Günther verspielt diese Chance, die so offen auf der Hand liegt. Stattdessen setzt er auf Effekte wie Schauspieler in Straßenkleidung, Monolog-Einspielungen per Bildschirm und zeitgenössische Typisierungen der Figuren.

Der Marquis von Posa (Lukas Holzhausen) kommt daher wie ein Vertreter der New Economy kurz vor dem Börsen-Crash der „Gedankenfreiheit”-Enterprises. Fürstin Eboli (Anja Herden) gibt mit rauchiger Stimme ein höfisches Boxenluder; und Thronfolger Carlos (Markus Scheumann) wirkt wie ein infantiler Playboy unter Hormondruck.

Sein Vater, König Philipp (Michael Altmann), mimt den autoritären Firmenboss der alten Schule, der kurz vor seiner Pensionierung sentimental wird. Seine Gattin, Königin Elisabeth (Oda Pretzschner), trägt Nadelstreifen und scheint sich nicht entscheiden zu können, ob sie erst zum Golfen und dann zum Bridgespielen gehen soll oder umgekehrt.
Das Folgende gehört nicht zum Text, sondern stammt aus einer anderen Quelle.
PR #5541, opened 2023-03-03
Add a fuzzer utility for ensuring types are inhabitable

tlively:
Some valid GC types, such as non-nullable references to bottom heap types and
types that contain non-nullable references to themselves, are uninhabitable,
meaning it is not possible to construct values of those types. This can cause
problems for the fuzzer, which generally needs to be able to construct values of
arbitrary types.

To simplify things for the fuzzer, introduce a utility for transforming type
graphs such that all their types are inhabitable. The utility performs a DFS to
find cycles of non-nullable references and breaks those cycles by introducing
nullability.

The new utility is itself fuzzed in the type fuzzer.

### DIFF
--- a/src/tools/fuzzing/heap-types.cpp
+++ b/src/tools/fuzzing/heap-types.cpp
@@ -678,6 +678,18 @@ struct Inhabitator {
   // Uniquely identify fields as an index into a type.
   using FieldPos = std::pair<HeapType, Index>;
 
+  // When we make a reference nullable, we typically need to make the same
+  // reference in other types nullable to maintain valid subtyping. Which types
+  // we need to update depends on the variance of the reference, which is
+  // determined by how it is used in its enclosing heap type.
+  //
+  // An invariant field of a heaptype must have the same type in subtypes of
+  // that heaptype. A covariant field of a heaptype must be typed with a subtype
+  // of its original type in subtypes of the heaptype. A contravariant field of
+  // a heap type must be typed with a supertype of its original type in subtypes
+  // of the heaptype.
+  enum Variance { Invariant, Covariant, Contravariant };
+
   // The input types.
   const std::vector<HeapType>& types;
 
@@ -688,8 +700,6 @@ struct Inhabitator {
 
   Inhabitator(const std::vector<HeapType>& types)
     : types(types), subtypes(types) {}
-
-  enum Variance { Invariant, Covariant, Contravariant };
 
   Variance getVariance(FieldPos field);
   void markNullable(FieldPos field);
--- a/src/tools/fuzzing/heap-types.cpp
+++ b/src/tools/fuzzing/heap-types.cpp
@@ -16,6 +16,8 @@
 
 #include <variant>
 
+#include "ir/subtypes.h"
+#include "support/insert_ordered.h"
 #include "tools/fuzzing/heap-types.h"
 #include "tools/fuzzing/parameters.h"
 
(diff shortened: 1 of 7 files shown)


tlively:
* main
  * **PR #5541** <a href="https://app.graphite.dev/github/pr/WebAssembly/binaryen/5541" target="_blank">Graphite</a>  👈

This comment was auto-generated by [Graphite](https://app.graphite.dev/github/pr/WebAssembly/binaryen/5541?utm_source=stack-comment).

src/tools/fuzzing/heap-types.cpp
```diff
@@ -654,4 +656,334 @@ HeapTypeGenerator::create(Random& rand, FeatureSet features, size_t n) {
...
+
+  // The fields we will make nullable.
+  std::unordered_set<FieldPos> nullables;
+
+  SubTypes subtypes;
+
+  Inhabitator(const std::vector<HeapType>& types)
+    : types(types), subtypes(types) {}
+
+  enum Variance { Invariant, Covariant, Contravariant };
```
kripken, line 692: Please add a comment for what these are.

src/tools/fuzzing/heap-types.cpp
```diff
@@ -654,4 +656,334 @@ HeapTypeGenerator::create(Random& rand, FeatureSet features, size_t n) {
...
+void Inhabitator::markBottomRefsNullable() {
+  for (auto type : types) {
+    auto children = type.getTypeChildren();
+    for (size_t i = 0; i < children.size(); ++i) {
+      auto child = children[i];
+      if (child.isRef() && child.getHeapType().isBottom() &&
+          child.isNonNullable()) {
+        markNullable({type, i});
+      }
+    }
```
kripken, line 780: I think we need to handle `HeapType::ext` as well. A `(ref ext)` can't be created by the fuzzer, unlike `(ref any)`.

src/tools/fuzzing/heap-types.cpp
```diff
@@ -654,4 +656,334 @@ HeapTypeGenerator::create(Random& rand, FeatureSet features, size_t n) {
...
+
+  // Copy types. Update references to point to the corresponding new type and
+  // make them nullable where necessary.
+  auto updateType = [&](FieldPos pos, Type& type) {
+    if (!type.isRef()) {
+      return;
+    }
+    auto heapType = type.getHeapType();
+    auto nullability = type.getNullability();
+    if (auto it = typeIndices.find(heapType); it != typeIndices.end()) {
```
kripken, line 877: Is this line so we refer to the temp types in the builder?

src/tools/fuzzing/heap-types.cpp
```diff
@@ -654,4 +656,334 @@ HeapTypeGenerator::create(Random& rand, FeatureSet features, size_t n) {
...
+  deduplicated = inhabitator.build();
+
+  // Re-duplicate and re-insert basic types as necessary.
+  std::vector<HeapType> result;
+  for (size_t i = 0; i < types.size(); ++i) {
+    if (deduplicatedIndices[i] == (size_t)-1) {
+      assert(types[i].isBasic());
+      result.push_back(types[i]);
+    } else {
+      result.push_back(deduplicated[deduplicatedIndices[i]]);
```
kripken, line 983: Don't the duplicates get pushed at the end, but they weren't necessarily there before? (If so, Changing positions inside a rec group can change whether groups get merged, so can't that be an issue?)

src/tools/fuzzing/heap-types.cpp
tlively: Are you looking for a comment explaining what variance is or just why we need to care about it here?

src/tools/fuzzing/heap-types.cpp
tlively: Right, we need the newly built types to refer to other newly built types rather than the old types where possible. Right now the only case where this doesn't apply is for references to basic heap types.

src/tools/fuzzing/heap-types.cpp
tlively: No, we're building up `result` one item at a time, so the item that gets pushed here will be at index `i` in the results. `deduplicatedIndices[i]` tells us where in the (potentially smaller) list of built types we can find the right type, whether or not that type was a duplicate.

src/tools/fuzzing/heap-types.cpp
kripken: A quick summary of what these type-theoretic concepts are would be nice. I don't think we assume that knowledge in general.

test/lit/fuzz-types/nominal.test
```diff
@@ -20,3 +20,27 @@
...
+;; CHECK-NEXT: Inhabitable types:
+;; CHECK-NEXT:
+;; CHECK-NEXT: Built 20 types:
+;; CHECK-NEXT: (type $0 (type $0 (struct (field (mut i16) i31ref f32 f32 f64))))
+;; CHECK-NEXT: (type $1 (type $1 (func (param f64 v128))))
+;; CHECK-NEXT: (type $2 (type $2 (struct (field (mut (ref null $19)) f64 arrayref))))
+;; CHECK-NEXT: (type $3 (type $3 (struct_subtype (field (mut i16) (ref i31) f32 f32 f64) $0)))
+;; CHECK-NEXT: (type $4 (type $4 (struct)))
+;; CHECK-NEXT: (type $5 none)
+;; CHECK-NEXT: (type $6 (type $6 (array (mut eqref))))
```
kripken, line 33: The printing here looks wrong: `(type $6 (type $6` etc.

test/lit/fuzz-types/nominal.test
```diff
@@ -20,3 +20,27 @@
...
+;; CHECK-NEXT: (type $10 (type $10 (struct_subtype (field (mut i16) (ref i31) f32 f32 f64) $0)))
+;; CHECK-NEXT: (type $11 (type $11 (func (result f64))))
+;; CHECK-NEXT: (type $12 (type $12 (func_subtype (param f64 v128) $1)))
+;; CHECK-NEXT: (type $13 (type $13 (func_subtype (param f64 v128) $12)))
+;; CHECK-NEXT: (type $14 (type $14 (func_subtype (result f64) $11)))
+;; CHECK-NEXT: (type $15 (type $15 (func_subtype (result f64) $14)))
+;; CHECK-NEXT: (type $16 (type $16 (func (param (ref struct)) (result structref))))
+;; CHECK-NEXT: (type $17 (type $17 (array (mut (ref $2)))))
+;; CHECK-NEXT: (type $18 (type $18 (array (ref $10))))
+;; CHECK-NEXT: (type $19 (type $19 (struct_subtype (field (mut i16) (ref i31) f32 f32 f64 (mut f32)) $0)))
```
kripken, line 46: Other than that, these results look identical to before - was any work done to make them inhabitable?

test/lit/fuzz-types/nominal.test
tlively: Ah yes. That's actually not related to this PR, so I'll fix that separately.

test/lit/fuzz-types/isorecursive.test
```diff
@@ -30,3 +30,37 @@
...
+;; CHECK-NEXT: (rec
+;; CHECK-NEXT:  (type $10 (type $10 (func_subtype (param (ref eq) i32 i64 f64 f64 anyref v128) (result i64) $9)))
+;; CHECK-NEXT:  (type $11 (type $11 (array_subtype (mut funcref) $6)))
+;; CHECK-NEXT:  (type $12 (type $12 (array nullref)))
+;; CHECK-NEXT:  (type $13 none)
+;; CHECK-NEXT:  (type $14 (type $14 (array (ref $6))))
+;; CHECK-NEXT:  (type $15 (type $15 (array i32)))
+;; CHECK-NEXT: )
+;; CHECK-NEXT: (rec
+;; CHECK-NEXT:  (type $16 (type $16 (array_subtype nullref $12)))
```
tlively, line 62: This `nullref` is new.

test/lit/fuzz-types/nominal.test
tlively: Unfortunately these seeds don't require much fixing up. I commented separately to point out the one change I did notice.

The fuzzing was extremely effective in catching bugs with this implementation, though. Most bugs were surfaced with just a handful of iterations. Now the fuzzer runs for hundreds of thousands of iterations without finding new problems.

src/tools/fuzzing/heap-types.cpp
tlively: I think we do assume it in our implementation of subtyping, but I'll add a brief explanation here.

test/lit/fuzz-types/isorecursive.test
kripken: Ah, I just compared the nominal one manually, and saw no diff... but yes, this looks fixed up. sgtm

kripken (approved):

tlively:
Actually using this utility in the full fuzzer will require some extra work because there may be e.g. `struct.get`s that were previously non-nullable and used in a context that required them to be non-nullable, but now they are nullable. Would it be helpful if I wrote a pass that did the necessary fixups as a follow-up?

kripken:
Hmm, I don't think that's necessary. This will be fixing up types before we create anything with them. So there won't be `struct.get`s yet.

tlively:
Sounds good unless we want to start using initial contents that already contain uninhabitable types.

kripken:
https://github.com/WebAssembly/binaryen/pull/5539 filters out noninhabitable types, which will handle that.

tlively:
Oh, if our plan is to filter types anyway, then the complexity of this type transformation probably isn't warranted 😅

kripken:
I think both are helpful. Crude filtering can remove lots of types in some cases. But we also need filtering so handle existing testcases.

Der Herzog von Alba (Andreas Grötzinger) und der königliche Beichtvater Domingo (Sébastien Jacobi) mutieren zu gesichtslosen Bodyguards, die verkrustete höfische Etikette verwandelt sich in ein Casting für eine Broadway-Show: Wenn die Stimme aus dem Off ihre Anweisungen gibt, wagt keiner, aus der Reihe zu tanzen.

Im roten Licht des gelungen minimalistischen Schuhkarton-Bühnenbilds von Jens Kilian wirkt das wie Marionettentheater. Freilich nicht das von Kleist, sondern ein (bisher unbekanntes) von Schiller. Für 135 Minuten reine Spieldauer reichen solche Mätzchen nicht aus.

Die besten Momente hat Günthers „Don Carlos”, wenn Michael Altmann angeekelt den königlichen Frust heraus ängen lässt, die schlechtesten, wenn sich Markus Scheunemann und sein Spezi Lukas Holzhausen so kindlich-ausgelassen verbrüdern, dass man meinen könnte, Bosse und Jum-Jum in „Mio, mein Mio” vor sich zu haben.

Das aber ist eine andere - bessere - Inszenierung des Kölner Schauspiels. Die nächsten Vorstellungen sind am Montag, 12., Donnerstag, 22. und Freitag, 30. Januar jeweils um 19. 30 Uhr im Schauspielhaus Köln am Offenbachplatz. Dauer: 2 Stunden, 45 Minuten (inkl. Pause).